[Recorded data]
PR #93, opened 2021-06-14
Adds title description when mouse over the menu / location / zoom buttons

Petap0w:
Adds title description when mouse over the menu / location / zoom buttons

### DIFF
--- a/src/components/ConfigSettings.jsx
+++ b/src/components/ConfigSettings.jsx
@@ -128,6 +128,8 @@ export default function ConfigSettings({
           <Map
             serverSettings={serverSettings}
             params={match.params}
+            zoomControl={false}
+            locateControl={false}
           />
         )}
       </MapContainer>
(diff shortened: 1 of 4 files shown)


src/components/ConfigSettings.jsx
```diff
@@ -128,6 +128,8 @@ export default function ConfigSettings({
           <Map
             serverSettings={serverSettings}
             params={match.params}
+            zoomControl={false}
```
TurtIeSocks, line 131: I guess I'm slightly confused why you added zoomControl and locateControl here? <Map /> component is one of ReactMap's component, not a React Leaflet Component, you can see on line 124 in the <MapContainer /> component, ZoomControl is already being disabled.

TurtIeSocks (changes requested):
I tried adding `locateControl={false}` to <MapContainer /> and it didn't seem to make a difference. I appreciate the titles/translations you've added but I'm not seeing what the other parts of the PR add. I still see the invisible locateControl div in the Chrome dev panel.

**Directions for this task:** Tell how many lines in the data above hold "components". Nothing but the number.

**Solution for this problem:** 3